Ce qui aide vraiment un enfant à progresser, ce n’est pas seulement le fait de lire lui-même, mais surtout d’être exposé aux mots écrits.
Autrement dit, son cerveau a besoin de voir des séquences de lettres et de les associer à des sons (la forme sonore du mot) et à un sens.
Donc oui, exposer un enfant aux mots écrits, c’est essentiel.
Mais l’obliger à lire lui-même, ce n’est pas toujours nécessaire.
Voyons plus en détail ce qui peut arriver si on force un enfant dyslexique à lire.
Quand on insiste pour qu’un enfant dyslexique lise, même quand c’est difficile pour lui, l’effet peut être contraire à celui qu’on recherche.
L’objectif, c’est qu’il s’améliore. Mais si chaque moment de lecture est associé à des difficultés, à des échecs ou à un effort trop grand, il peut tranquillement (ou très rapidement !) perdre l’intérêt pour la lecture.
À force d’être placé dans des situations où il se sent en difficulté, l’enfant peut aussi commencer à se percevoir comme moins compétent.

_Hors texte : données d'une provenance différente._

PR #8670, opened 2021-05-14
CMake: Build cmake-gui for clang64 and ucrt

MehdiChinoune:
Enable Qt GUI on clang64 and ucrt

### DIFF
--- a/.ci/ci-check.py
+++ b/.ci/ci-check.py
@@ -18,7 +18,7 @@ logger = logging.getLogger(__file__)
 
 ARTIFACTS_LOCATION = Path("C:/_/artifacts")
 RDEPS_REGEX = re.compile(
-    r"Required By\s*:\s*(?P<rdeps>[\s\-_A-za-z1-9]*)Optional For\s*:\s*None"
+    r"Required By\s*:\s*(?P<rdeps>[\s\S]*)Optional For\s*:\s*"
 )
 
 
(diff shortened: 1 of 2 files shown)


jeremyd2019:
We still have clang32 and clangarm64 which have not gotten qt5

MehdiChinoune:
> We still have clang32 and clangarm64 which have not gotten qt5

You can update it later.

MehdiChinoune:
- Fix default generator
cmake will default to "Unix Makefiles"

lazka:
> > We still have clang32 and clangarm64 which have not gotten qt5
> 
> You can update it later.

Ideally this PR wouldn't break it in the first place.

jeremyd2019:
>   cmake will default to "Unix Makefiles"

Is this the most sensible default?  It seems like if any makefiles would be default, "MSYS Makefiles" would be the one to use.

1480c1:
> > cmake will default to "Unix Makefiles"
> 
> Is this the most sensible default? It seems like if any makefiles would be default, "MSYS Makefiles" would be the one to use.

`MSYS Makefiles` is supposed to be for msys provided from MinGW and `MinGW Makefiles` is supposed to be for `mingw32-make` provided by MinGW, `Unix Makefiles` works fine for `make`, `Ninja` is a bit preferable though.

As a personal note for when actually building with cmake, I prefer to use just `cmake --build $builddir` as the user can set `CMAKE_GENERATOR` to their own and that will override the default (in the case of no `-G`) and assuming one way or the other without explicit `-G` can break `PKGBUILD`s, as it does for me on manjaro

MehdiChinoune:
> >   cmake will default to "Unix Makefiles"
> 
> Is this the most sensible default?  It seems like if any makefiles would be default, "MSYS Makefiles" would be the one to use.

That needs more work.

lazka:
>  cmake will default to "Unix Makefiles"

What did it use before? We don't use "Unix Makefiles"

1480c1:
> > cmake will default to "Unix Makefiles"
> 
> What did it use before? We don't use "Unix Makefiles"

cmake defaults to checking visual studio installs, then NMake if vs isn't there for windows

lazka:
I would either leave it as is or switch to ninja.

Ça peut avoir un impact sur son estime de soi.
Le choix du matériel peut aussi jouer un rôle important. Si on propose des textes trop difficiles à l’enfant, il risque de se décourager rapidement. Mais à l’inverse, des textes trop simples pour son âge peuvent aussi être démotivants.
Regardons ensemble trois domaines où la lecture devient particulièrement difficile pour un enfant avec un trouble spécifique des apprentissages en lecture.
Quand la lecture d’un enfant n’est pas automatisée, l’une des choses qui sollicite le plus son cerveau, c’est le décodage.
Par exemple, s’il lit le mot « monsieur », il doit décoder les lettres en sons, puis combiner ces sons pour lire le mot et le comprendre.
OK, mais… Les sons « mon » et « sieur », ça n’a rien à voir avec comment on prononce le mot !
Exact. 😅 En français, il y a de nombreux mots irréguliers, qui sont difficiles à lire aux sons.
Avec le mot « tulipe », le décodage peut se faire plus facilement. Mais même là, un enfant dyslexique pourrait faire des erreurs entre les sons et donc avoir du mal à reconnaître le mot.
Chez un jeune avec des défis, une grande partie de son attention est utilisée pour décoder ce qu’il lit, ce qui ralentit la lecture et augmente l’effort.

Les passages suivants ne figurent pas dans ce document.